Шрифт:
Интервал:
Закладка:
Белому, по его объяснению, нет нужды прибегать к «фактичности» (тем более, что детали забылись), он передает не дословные реплики Блока, а само событие не прекращавшегося душевного и духовного диалога между ними. В этом диалоге, в звучании двояко направленного слова[438] складывались многие, часто конфликтующие друг с другом, личности Андрея Белого. Белый верен своим принципам подвижной перспективы и изменчивости образа протагониста-повествователя. В «Воспоминаниях о Блоке» периодически меняется ракурс, и Белый снова и снова представляет читателю в чем-то иной образ своего Я – и в чем-то иной образ Блока.

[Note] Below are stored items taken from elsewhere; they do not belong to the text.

PR #2707, opened 2025-08-16
Change platform specific deps

phw:
# Summary

* This is a…
  * [ ] Bug fix
  * [ ] Feature addition
  * [ ] Refactoring
  * [x] Other

# Problem

The management of requirements-win.txt and requirements-macos-11.0.txt was moved to uv as separate requirements groups. Unfortunately this doesn't fit our use case. uv expects the groups to not conflict. So you cannot for example fix a requirement in one group without fixing it for the entire project. Also setting conflicting versions in different groups is not allowed.

# Solution

Revert to handling the requirements-win.txt and requirements-macos-11.0.txt manually again. For the majority of use cases we want to use the general requirments in pyproject.toml anyway, and I'll usually just upgrade the platform specific ones to the latest versions we also use in the generated requirements.txt. I'm fine to manage the specific cases for the wind and mac binary builds manually when needed.


zas (approved):
What a pity, let's hope we can revert this in the future.

phw:
Maybe we can even get rid of it. Right now in this setup we actually don't need it (same deps anywhere), but I'm yet hesitant to change it. Just a few months ago we had the need for different Qt6 versions on Win and macOS.

PR #2709, opened 2025-08-18
PICARD-2103: Add API for custom columns (field ref, scripts, transforms, etc.)

knguyen1:
### Summary

- This is a…
  - [ ] Bug fix
  - [x] Feature addition
  - [ ] Refactoring
  - [ ] Minor / simple change (like a typo)
  - [ ] Other
- Describe this change in 1-2 sentences:
  - Introduces a public API to define and register custom columns for File/Album views, including script-based columns, provider protocols, and extensible sorting adapters.

### Problem

- JIRA ticket: PICARD-2103
- Users cannot add custom/computed columns; limited sorting and no script-backed values in the views.

### Solution

- Added `picard.ui.itemviews.custom_columns` package:
  - Protocols (`ColumnValueProvider`, `SortKeyProvider`), `CustomColumn` type.
  - Factory helpers: `make_field_column`, `make_script_column`, `make_callable_column`, `make_transformed_column`.
  - `registry` to register/unregister columns in File/Album views.
  - Script evaluation (`ChainedValueProvider`) with caching/perf thresholds and album-loading cache avoidance.
  - Context/resolver layers for fast simple-var lookup and ScriptParser fallback.
  - Sorting adapters: casefold/descending, numeric/descending, article-insensitive, composite, nulls-first/last, length, random, cached, reverse.
- Comprehensive tests added for API and adapters; type hints and concise NumPy-style docstrings included.

#### Test With

Append to `./picard/ui/itemviews/columns.py`:

```python
# Temporary developer hook to live-test a custom script column.
# Enable by setting environment variable PICARD_DEV_ENABLE_CUSTOM_SCRIPT_COLUMN=1
try:
    import os

    if os.environ.get('PICARD_DEV_ENABLE_CUSTOM_SCRIPT_COLUMN') == '1':  # pragma: no cover - dev only
        from picard.ui.columns import ColumnAlign, ColumnSortType
        from picard.ui.itemviews.custom_columns import (
            CasefoldSortAdapter,
            CustomColumn,
            make_script_column,
            registry,
        )

        # Script-based column
        script = "$if(%title%,$if2(%artist%,Unknown Artist) - $if2(%title%,Unknown Title),$if2(%albumartist%,Unknown Artist) - $if2(%album%,Unknown Album))"
        base_col = make_script_column(
            title="Artist – Title",
            key="artist_title_script",
            script=script,
            width=280,
            align=ColumnAlign.LEFT,
        )

        # Add case-insensitive sorting
        sorted_provider = CasefoldSortAdapter(base_col.provider)
        sorted_col = CustomColumn(
            title=base_col.title,
            key=base_col.key,
            provider=sorted_provider,
            width=base_col.width,
            align=base_col.align,
            sort_type=ColumnSortType.SORTKEY,
        )

        # Register after Title
        registry.register(sorted_col, insert_after_key="title", add_to=["ALBUM_VIEW"])
except Exception:
    # Never break production code due to dev-only snippet
    pass
```

Then

```bash
PICARD_DEV_ENABLE_CUSTOM_SCRIPT_COLUMN=1 python tagger.py
```

#### Demo: See `Artist - Title` custom column

image

### Action

Additional actions required:
- [x] Update Picard documentation (reference this PR)
- [ ] Other:

Note: A follow-up PR is required for custom column management UX (create/edit/delete, ordering, persistence). See: #2714

### DIFF
--- a/picard/ui/itemviews/__init__.py
+++ b/picard/ui/itemviews/__init__.py
@@ -398,6 +398,9 @@ class TreeItem(QtWidgets.QTreeWidgetItem):
         return sortkey
 
     def update_colums_text(self, color=None, bgcolor=None):
+        # Local import to avoid cycles
+        from picard.ui.itemviews.custom_columns import CustomColumn
+
         for i, column in enumerate(self.columns):
             if color is not None:
                 self.setForeground(i, color)
@@ -413,8 +416,6 @@ class TreeItem(QtWidgets.QTreeWidgetItem):
                     self.setTextAlignment(i, QtCore.Qt.AlignmentFlag.AlignRight | QtCore.Qt.AlignmentFlag.AlignVCenter)
                 # Support custom columns with provider evaluation
                 try:
-                    from picard.ui.itemviews.custom_columns import CustomColumn  # Local import to avoid cycles
-
                     if isinstance(column, CustomColumn):
                         self.setText(i, column.provider.evaluate(self.obj))
                         continue
--- a/picard/ui/itemviews/__init__.py
+++ b/picard/ui/itemviews/__init__.py
@@ -411,6 +411,16 @@ class TreeItem(QtWidgets.QTreeWidgetItem):
             else:
                 if column.align == ColumnAlign.RIGHT:
                     self.setTextAlignment(i, QtCore.Qt.AlignmentFlag.AlignRight | QtCore.Qt.AlignmentFlag.AlignVCenter)
+                # Support custom columns with provider evaluation
+                try:
+                    from picard.ui.itemviews.custom_columns import CustomColumn  # Local import to avoid cycles
+
+                    if isinstance(column, CustomColumn):
+                        self.setText(i, column.provider.evaluate(self.obj))
+                        continue
+                except Exception:  # noqa: BLE001
+                    # Fallback to default behavior
+                    pass
                 self.setText(i, self.obj.column(column.key))
 
 
--- a/picard/ui/itemviews/custom_columns/__init__.py
+++ b/picard/ui/itemviews/custom_columns/__init__.py
@@ -31,7 +31,10 @@ from picard.ui.itemviews.custom_columns.factory import (
     make_script_column,
     make_transformed_column,
 )
-from picard.ui.itemviews.custom_columns.protocols import ColumnValueProvider, SortKeyProvider
+from picard.ui.itemviews.custom_columns.protocols import (
+    ColumnValueProvider,
+    SortKeyProvider,
+)
 from picard.ui.itemviews.custom_columns.registry import registry
 from picard.ui.itemviews.custom_columns.sorting_adapters import (
     ArticleInsensitiveAdapter,
--- a/picard/ui/itemviews/custom_columns/__init__.py
+++ b/picard/ui/itemviews/custom_columns/__init__.py
@@ -1,0 +1,74 @@
+# -*- coding: utf-8 -*-
+#
+# Picard, the next-generation MusicBrainz tagger
+#
+# Copyright (C) 2025 The MusicBrainz Team
+#
+# This program is free software; you can redistribute it and/or
+# modify it under the terms of the GNU General Public License
+# as published by the Free Software Foundation; either version 2
+# of the License, or (at your option) any later version.
+#
+# This program is distributed in the hope that it will be useful,
+# but WITHOUT ANY WARRANTY; without even the implied warranty of
+# MERCHANTABILITY or FITNESS FOR A PARTICULAR PURPOSE.  See the
+# GNU General Public License for more details.
+#
+# You should have received a copy of the GNU General Public License
+# along with this program; if not, write to the Free Software
+# Foundation, Inc., 51 Franklin Street, Fifth Floor, Boston, MA 02110-1301, USA.
+
+"""Public API for custom columns: types, factories and registry."""
+
+from __future__ import annotations
+
+from picard.ui.itemviews.custom_columns.column import CustomColumn
+from picard.ui.itemviews.custom_columns.factory import (
+    _create_custom_column,
+    make_callable_column,
+    make_field_column,
+    make_script_column,
+    make_transformed_column,
+)
+from picard.ui.itemviews.custom_columns.protocols import ColumnValueProvider, SortKeyProvider
+from picard.ui.itemviews.custom_columns.registry import registry
+from picard.ui.itemviews.custom_columns.sorting_adapters import (
+    ArticleInsensitiveAdapter,
+    CachedSortAdapter,
+    CasefoldSortAdapter,
+    CompositeSortAdapter,
+    DescendingCasefoldSortAdapter,
+    DescendingNumericSortAdapter,
+    LengthSortAdapter,
+    NullsFirstAdapter,
+    NullsLastAdapter,
+    NumericSortAdapter,
+    RandomSortAdapter,
+    ReverseAdapter,
+)
+
+
+__all__ = [
+    "ColumnValueProvider",
+    "SortKeyProvider",
+    "CustomColumn",
+    "make_field_column",
+    "make_script_column",
+    "make_callable_column",
+    "make_transformed_column",
+    "registry",
+    "_create_custom_column",
+    # Sorting adapters
+    "CasefoldSortAdapter",
+    "DescendingCasefoldSortAdapter",
+    "NumericSortAdapter",
+    "DescendingNumericSortAdapter",
+    "LengthSortAdapter",
+    "RandomSortAdapter",
+    "ArticleInsensitiveAdapter",
+    "CompositeSortAdapter",
+    "NullsLastAdapter",
+    "NullsFirstAdapter",
+    "CachedSortAdapter",
+    "ReverseAdapter",
+]
--- a/picard/ui/itemviews/custom_columns/__init__.py
+++ b/picard/ui/itemviews/custom_columns/__init__.py
@@ -47,7 +47,6 @@ from picard.ui.itemviews.custom_columns.sorting_adapters import (
     NullsFirstAdapter,
     NullsLastAdapter,
     NumericSortAdapter,
-    RandomSortAdapter,
     ReverseAdapter,
 )
 
@@ -69,7 +68,6 @@ __all__ = [
     "NumericSortAdapter",
     "DescendingNumericSortAdapter",
     "LengthSortAdapter",
-    "RandomSortAdapter",
     "ArticleInsensitiveAdapter",
     "CompositeSortAdapter",
     "NullsLastAdapter",
--- a/picard/ui/itemviews/custom_columns/__init__.py
+++ b/picard/ui/itemviews/custom_columns/__init__.py
@@ -27,6 +27,7 @@ from picard.ui.itemviews.custom_columns.factory import (
     _create_custom_column,
     make_callable_column,
     make_field_column,
+    make_provider_column,
     make_script_column,
     make_transformed_column,
 )
@@ -53,6 +54,7 @@ __all__ = [
     "SortKeyProvider",
     "CustomColumn",
     "make_field_column",
+    "make_provider_column",
     "make_script_column",
     "make_callable_column",
     "make_transformed_column",
--- a/picard/ui/itemviews/custom_columns/column.py
+++ b/picard/ui/itemviews/custom_columns/column.py
@@ -22,8 +22,15 @@
 
 from __future__ import annotations
 
-from picard.ui.columns import Column, ColumnAlign, ColumnSortType
-from picard.ui.itemviews.custom_columns.protocols import ColumnValueProvider, SortKeyProvider
+from picard.ui.columns import (
+    Column,
+    ColumnAlign,
+    ColumnSortType,
+)
+from picard.ui.itemviews.custom_columns.protocols import (
+    ColumnValueProvider,
+    SortKeyProvider,
+)
 
 
 class CustomColumn(Column):
--- a/picard/ui/itemviews/custom_columns/column.py
+++ b/picard/ui/itemviews/custom_columns/column.py
@@ -1,0 +1,76 @@
+# -*- coding: utf-8 -*-
+#
+# Picard, the next-generation MusicBrainz tagger
+#
+# Copyright (C) 2025 The MusicBrainz Team
+#
+# This program is free software; you can redistribute it and/or
+# modify it under the terms of the GNU General Public License
+# as published by the Free Software Foundation; either version 2
+# of the License, or (at your option) any later version.
+#
+# This program is distributed in the hope that it will be useful,
+# but WITHOUT ANY WARRANTY; without even the implied warranty of
+# MERCHANTABILITY or FITNESS FOR A PARTICULAR PURPOSE.  See the
+# GNU General Public License for more details.
+#
+# You should have received a copy of the GNU General Public License
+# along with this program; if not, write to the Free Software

В начале «Воспоминаний о Блоке» Белый подчеркивает моменты близости, единения с Блоком. Однако в книге присутствует не только эта грань отношений с Блоком, и соответственно не одна вариация Я Белого, а целая их серия. По мере чтения уже этих, «романтических» воспоминаний, написанных за десятилетие до обличительных автобиографических, становится ясно, что близость двух героев не исключала, а скорее провоцировала также и жесты дружбы-вражды, притяжения-отталкивания, любви-ненависти.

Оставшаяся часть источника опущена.